Final answer:
By calculating the slopes of the sides and showing they are perpendicular to each other, and then doing the same for the diagonals, we have proved the quadrilateral is a rectangle, and its diagonals are also perpendicular to each other.
Step-by-step explanation:
To prove whether a quadrilateral with vertices (-1, 1), (2, 0), (3, 3), and (0, 4) is a rectangle, we need to show that the slopes of the sides that meet are perpendicular.
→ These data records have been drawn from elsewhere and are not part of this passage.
Issue #1110, opened 2022-05-04
Update recommendation for WCF services


cathysull:
Likely just a string and link change to point to CoreWCF doc or repo.

sunandabalu:
This change is merged

PR #1111, opened 2022-05-05
Update WcfServerCheck.cs

samsp-msft:
**PR Description**
Changes text when encountering an SVC file.
- [x] AKA.ms link needs to be updated once https://github.com/microsoft/dotnet-blog/pull/815 has been posted.

Addresses #1110

### DIFF
--- a/src/components/Microsoft.DotNet.UpgradeAssistant/Checks/WcfServerCheck.cs
+++ b/src/components/Microsoft.DotNet.UpgradeAssistant/Checks/WcfServerCheck.cs
@@ -16,9 +16,9 @@ namespace Microsoft.DotNet.UpgradeAssistant.Checks
     /// </summary>
     public class WcfServerCheck : IUpgradeReadyCheck
     {
-        private const string UPGRADE_LINK = "https://aka.ms/migrate-wcf-to-grpc";
+        private const string UPGRADE_LINK = "https://aka.ms/CoreWCF/migration";
         private const string CATEGORY = "WCF Server-side Services";
-        private const string WCF_MESSAGE = $"Support for {CATEGORY} is limited to .NET Full Framework. To learn more please read: {UPGRADE_LINK}";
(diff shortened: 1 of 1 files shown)


brandonh-msft:
I'm curious about the move of the links - it looks like the link we have today directs folks on how to change from WCF -> gRPC, but the one you're proposing is instructional for WCF -> CoreWCF. Is that correct?
The message we give them, then, says that _both_ are actually suitable... Is there a way we could give them **both** links so they can more easily figure out which suits their application? Or is there a reason why we're seemingly switching to prefer CoreWCF over gRPC when we say both are suitable replacements?

sunandabalu:
> I'm curious about the move of the links - it looks like the link we have today directs folks on how to change from WCF -> gRPC, but the one you're proposing is instructional for WCF -> CoreWCF. Is that correct? The message we give them, then, says that _both_ are actually suitable... Is there a way we could give them **both** links so they can more easily figure out which suits their application? Or is there a reason why we're seemingly switching to prefer CoreWCF over gRPC when we say both are suitable replacements?

Agreed, since we are mentioning both CoreWCF and gRPC as viable options, providing both the links make sense.

samsp-msft:
Updated to show both links.

brandonh-msft (approved):

src/components/Microsoft.DotNet.UpgradeAssistant/Checks/WcfServerCheck.cs
```diff
@@ -16,9 +16,10 @@ namespace Microsoft.DotNet.UpgradeAssistant.Checks
     /// </summary>
     public class WcfServerCheck : IUpgradeReadyCheck
     {
-        private const string UPGRADE_LINK = "https://aka.ms/migrate-wcf-to-grpc";
+        private const string WCF_LINK = "https://aka.ms/CoreWCF/migration";
+        private const string gRPC_LINK = "https://aka.ms/migrate-wcf-to-grpc";
```
brandonh-msft, line 20: Build's failing cuz of this
```suggestion
        private const string GRPC_LINK = "https://aka.ms/migrate-wcf-to-grpc";
```

sunandabalu (approved):
LGTM, you might need to change the variable name to be all caps to avoid build breaks.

The slope is determined by the formula (y2 - y1)/(x2 - x1), which represents the 'rise over run'. Let's calculate the slopes of each side:
- Side 1 (between (-1, 1) and (2, 0)): slope = (0 - 1) / (2 - (-1)) = -1 / 3
- Side 2 (between (2, 0) and (3, 3)): slope = (3 - 0) / (3 - 2) = 3
- Side 3 (between (3, 3) and (0, 4)): slope = (4 - 3) / (0 - 3) = 1 / -3
- Side 4 (between (0, 4) and (-1, 1)): slope = (1 - 4) / (-1 - 0) = -3
The slopes of Side 1 and Side 4, as well as Side 2 and Side 3, are negative reciprocals of each other, which indicates they are perpendicular. Hence, these sides meet at right angles, and the quadrilateral is a rectangle.
Now, let's find the slopes of the diagonals:
- Diagonal 1 (between (-1, 1) and (3, 3)): slope = (3 - 1) / (3 - (-1)) = 2 / 4 = 1/2
- Diagonal 2 (between (2, 0) and (0, 4)): slope = (4 - 0) / (0 - 2) = 4 / -2 = -2
The slopes of the diagonals are also negative reciprocals, which means that the diagonals are perpendicular to each other. This is another characteristic of a rectangle.
Considering the information provided, the answer is 'A. The diagonals of the rectangle are perpendicular'.